OK, Popper has probably written something like that somewhere.

6. We can know what this world is like, at least in principle, from the detached perspective of an ideal scientific observer. Thus in the social sciences in particular there is no suggestion that only those who are in some sense part of a given culture or form of life can grasp this culture or form of life theoretically.

OK, no concession to subjectivism and cultural relativism.

The general structures of reality are not merely capable of being exemplified, in principle, in different times and cultures; like the basic laws of geometry or logic they also enjoy an intrinsic intelligibility which makes them capable of being grasped, again in principle and with differing degrees of difficulty, by knowing subjects of widely differing sorts and from widely differing backgrounds. Indeed, because the essences and essential structures are intelligible, the corresponding laws are capable of being grasped by the scientific theorist in principle on the basis of a single instance.

7. The simple essences or natures pertaining to the various different segments or levels of reality constitute an alphabet of structural parts. These can be combined together in different ways, both statically and dynamically (according to co-existence and according to order of succession). 

Don’t know about that!

Those points add  up to a position that is very close to Popper’s metaphysics and epistemology and they are drawn from the version of Aristotelian thought that was circulating in Austrian circles, especially a pre-Mengerian school of economists that Menger would have read. That is the cameralists as described in another paper in the Caldwell volume.

Smith went on to write that “Many of the above theses are of course thin beer” but they provide a critique and an alternative to widely accepted views.

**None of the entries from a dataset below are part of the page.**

Issue #1370, opened 2017-12-01
Implement suspend_processes in AutoScaling service


LondonAppDev:
I am using moto `1.1.25` and when I try and mock `client.suspend_processes()` I get:

```
NotImplementedError: The suspend_processes action has not been implemented
```

I searched issues for `suspend_processes` and had no hits so assuming this feature hasn't been requested yet?

terrycain:
Can I get a simple test case for this, then I'll go and add it

LondonAppDev:
Sure, here would be an example test case:
```
@mock_autoscaling
def test_asg():
    client = boto3.client('autoscaling')
    client.create_launch_configuration(
        LaunchConfigurationName='lc',
    )
    client.create_auto_scaling_group(
        LaunchConfigurationName='lc',
        AutoScalingGroupName='test-asg',
        MinSize=1,
        MaxSize=1,
    )

    # Testing something that calls the below...
    client.suspend_processes(
        AutoScalingGroupName='test-asg',
        ScalingProcesses=['Launch']
    )

    res = client.describe_auto_scaling_groups(
        AutoScalingGroupNames=['test-asg']
    )
    launch_suspended = False
    for proc in res['AutoScalingGroups'][0]['SuspendedProcesses']:
        if proc.get('ProcessName') == 'Launch':
            launch_suspended = True

    assert launch_suspended is True
```

jimjshields:
I opened a PR for this (https://github.com/spulec/moto/pull/1509) that has your test case passing — I haven't used boto for this, so unsure if there are other test cases necessary. Let me know if you have any feedback, thanks!

PR #1509, opened 2018-03-09
Add suspend processes to AutoScaling service

jimjshields:
This is to address https://github.com/spulec/moto/issues/1370. Let me know if you have any feedback, happy to add more tests if necessary!

* Implement `suspend_processes` in `autoscaling.models` and `autoscaling.responses`
* Use suggested test from https://github.com/spulec/moto/issues/1370


spulec:
This is great! Thanks for your help and welcome to Moto!

PR #1511, opened 2018-03-11
Enable Extended CIDR Associations on VPC

rocky4570:
August 29, 2017 AWS announced the ability to expand their VPCs by adding additional CIDR ranges (up to 5 at this time), as well as added support for IPV6. Note: Boto which is effectively out of date now doesnt support extended cidrs in the API and has to be done via Boto3! Error codes from actual runs on AWS.

This is not fully tested with all VPC networking as someone added docker to lambda which makes it bit more awkward for developers running Windows 7 or non dockerable Windows 10 environments. So will see how the unittests work here. 

Tested for Python 2.7.14 and 3.6.4.

### DIFF
--- a/moto/ec2/exceptions.py
+++ b/moto/ec2/exceptions.py
@@ -400,12 +400,14 @@ class FilterNotImplementedError(MotoNotImplementedError):
             "The filter '{0}' for {1}".format(
                 filter_name, method_name))
 
+
 class CidrLimitExceeded(EC2ClientError):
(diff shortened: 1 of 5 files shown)


JackDanger:
Thanks for this @rocky4570! Apologies for the difficulty running tests locally - we did add a Docker dependency for running Lambda tests.
It's amazing to see boto get left behind by boto3. Thanks for keeping us up to date with AWS!

PR #1965, opened 2018-11-22
Added double to to_str/from_str, returned by emr create_cluster

andrewmccall:
When I tried to use @mock_emr and create a cluster some of the values from the spec for InstanceFleets are double.


spulec:
Thanks!

PR #1967, opened 2018-11-26
Feature/update record file when delete

sasaki-tomoya:


spulec:

PR #1977, opened 2018-11-28
Strip parenthesis in the KeyConditionExpression

vadym-serdiuk:
The "bloop" package uses parenthesis in the KeyConditionExpression, so the "query" method returns nothing due to the wrong parsing of the parameters.


spulec:
Thanks!

PR #1985, opened 2018-12-04
Add instance AZ support in autoscaling

### LINKED ISSUE #1984: moto's autoscaling instances do not have availability zones
This issue relates to #1288.

Currently, when creating instances for auto scaling groups (ASGs), we do not provide the instances with an availability zone (or placement). Additionally, when calls are made to describe the instances, the region `us-east-1e` is hard coded into the return templates.

kawaiwanyelp:
This issue refers to/fixes #1984.

### Fix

They have “a certain metaphysical cutting power.”  For example thesis 5 establishes an important distinction between  Aristotle and Kant with his inaccessible world of  “things in themselves”. Theses 1 and 5 confront idealist and “constructivist” doctrines which insist that the worlds of experience and of scientific inquiry are created or constituted by the individual subject or by the linguistic community.  Theses 2 and 6 mark a divide from historicism and hermeneuticist relativism. Theses 2 and 5 claim that scientific or theoretical knowledge is possible for forms and regularities of the social world.

“Most importantly, however, the doctrine is distinguished via theses 3 and 5 from the positivistic, empiricistic methodology which has been dominant in philosophical circles for the bulk of the present century and which enjoys a position as the unquestioned background of almost all theorizing amongst scientists themselves.”

Smith went on to demarcate the kind of Aristotelian thought that influenced Menger from the ideas that were taken up in Germany by the likes of Hegel and Marx.

“8. The theory of value is to be built up exclusively on `subjective’ foundations, which is to say exclusively on the basis of the corresponding mental acts and states of human subjects.”

From this follows the subjective theory of value which was the major content of the marginal revolution (and the idea shared by the three co-proprietors of the revolution).

“9. There are no `social wholes’ or `social organisms’.”

From this follows methodological individualism.

 “All talk of nations, classes, firms, etc., is to be treated by the social theorist as an in principle eliminable shorthand for talk of individuals. Economics is methodologically individualist when its laws are seen as being made true in their entirety by patterns of mental acts and actions of individual subjects, so that all economic phenomena are capable of being understood by the theorist as the results or outcomes of combinations and interactions of the thoughts and actions of individuals.”

“10. There are no (graspable) laws of historical development.”